From: Roy T. Fielding <fielding@gbiv.com>
Date: Thu, 4 Oct 2012 00:21:06 -0700
To: Zhong Yu <zhong.j.yu@gmail.com>
Cc: HTTP Working Group <ietf-http-wg@w3.org>
Message-Id: <096EA7C7-98DD-4A3C-A411-0502E01517B9@gbiv.com>
On Oct 3, 2012, at 11:54 PM, Zhong Yu wrote:
> On Thu, Oct 4, 2012 at 1:31 AM, Roy T. Fielding <fielding@gbiv.com> wrote:
>> On Oct 3, 2012, at 10:04 PM, Zhong Yu wrote:
>> 
>>> When a request contains a Range header, it specifies a (byte) range of
>>> the representation body. However, the server doesn't know which
>>> representation the client is talking about.
>> 
>> The selected representation.
>> 
>>> Here is an example of firefox failing to resume download a gzip-ed body:
>>> 
>>> request 1
>>> 
>>> GET / HTTP/1.1
>>> Accept-Encoding: gzip, deflate
>>> 
>>> response 1
>>> 
>>> HTTP/1.1 200 OK
>>> Accept-Ranges: bytes
>>> Content-Encoding: gzip
>>> ETag: "135e962713f.gz"
>>> Last-Modified: Tue, 06 Mar 2012 19:00:37 GMT
>>> Content-Length: 182,249,279
>>> 
>>> Firefox decompress the body on the fly, and saves the decompressed
>>> content to disk.
>>> 
>>> Now pause the download, firefox has 68,712,649 bytes decompressed data on disk.
>>> 
>>> Now resume the download, firefox tries to request range [68,712,649-]
>>> of uncompressed body
>> 
>> That's would be a bug in Firefox.  Are you sure it does that?
> 
> In which way this is a bug?

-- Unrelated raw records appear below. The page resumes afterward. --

PR #796, opened 2021-11-17
Waiting for memory to be available before running leaf requests.

fulmicoton:


fmassot:
Food for thoughts.

I looked at how elasticsearch and druid are handling concurrent queries:
- elastic: for search queries, they have a dedicated thread pool with a configurable fixed size + queue size of 1000 by default
- druid: the broker (our root node) has query lanes (or queues), which makes it easy to prioritize some workloads. The concurrent query count is limited by a configured number of threads, by default it is set to `num_cores - 1`. There is the same limitation on leaf nodes.

From what I see there is no real limitation by memory usage.

Some remarks about that:
- for quickwit, we expect higher IO latency, and intuitively, I don't expect to be CPU bound with `num_cores` concurrent queries ;
- I don't think it's easy to track memory usage but in quickwit, we can use the directory abstraction. 

The missing piece for us is the distinction between a root node and a search node.

fulmicoton:
@fmassot I suggest we merge this PR as is and complete it later.
I tested it and compared against main.
main dies with a concurrency of 10.
This branch behaves as expected with a concurrency of 20 (everything is slowly but returns).
You can find the program I used here. 

https://github.com/quickwit-inc/qbench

How should Firefox behave?

As I explained, it should be caching the original message and
making range requests based on that -- not based on arbitrary
decompressed disk files.

>> Please tell me you just made up these examples -- there are no commas
>> allowed in Content-Length and range specifiers.
>> 
>>> request 2
>>> GET / HTTP/1.1
>>> Accept-Encoding: gzip, deflate
>>> Range: bytes=68,712,649-
>>> If-Match: "135e962713f.gz"
>>> If-Unmodified-Since: Tue, 06 Mar 2012 19:00:37 GMT
>>> 
>>> response 2
>>> 
>>> HTTP/1.1 206 Partial Content
>>> Accept-Ranges: bytes
>>> Content-Range: bytes 68,712,649-182,249,278/182,249,279
>>> Content-Encoding: gzip
>>> ETag: "135e962713f.gz"
>>> Last-Modified: Tue, 06 Mar 2012 19:00:37 GMT
>>> Content-Length: 113,536,630
>>> 
>>> Unfortunately the server has no idea that the range is for the
>>> uncompressed body. It returns the range of the gzip-ed body, which
>>> seems to be the best choice. Then firefox fails since it expects
>>> uncompressed body.
>>> 
>>> Is the server at fault here? Is there an understanding that Range is
>>> always for the "plain" body without any Content-Encoding?
>> 
>> The server is correct.  The UA would be broken.
>> 
>> Range is defined in terms of the entity-body (RFC2616) and the
>> representation body (p2, p5).  In both cases, the spec is clear
>> that Content-Encoding is part of that body, though we could add
>> more text to p5 to make that relationship clearer.
>> 
>> Transfer-Encoding is applied after the body.  That is, in fact,
>> the main reason Transfer-Encoding was defined -- C-E doesn't
>> work well for on-the-fly operations.  A UA cannot combine
>> on-the-fly decompression of C-E with range requests unless it
>> is retaining the original message in cache.
> 
> At least Firefox doesn't send "TE" header. Any idea how many UAs
> support response "Transfer-Encoding: gzip"?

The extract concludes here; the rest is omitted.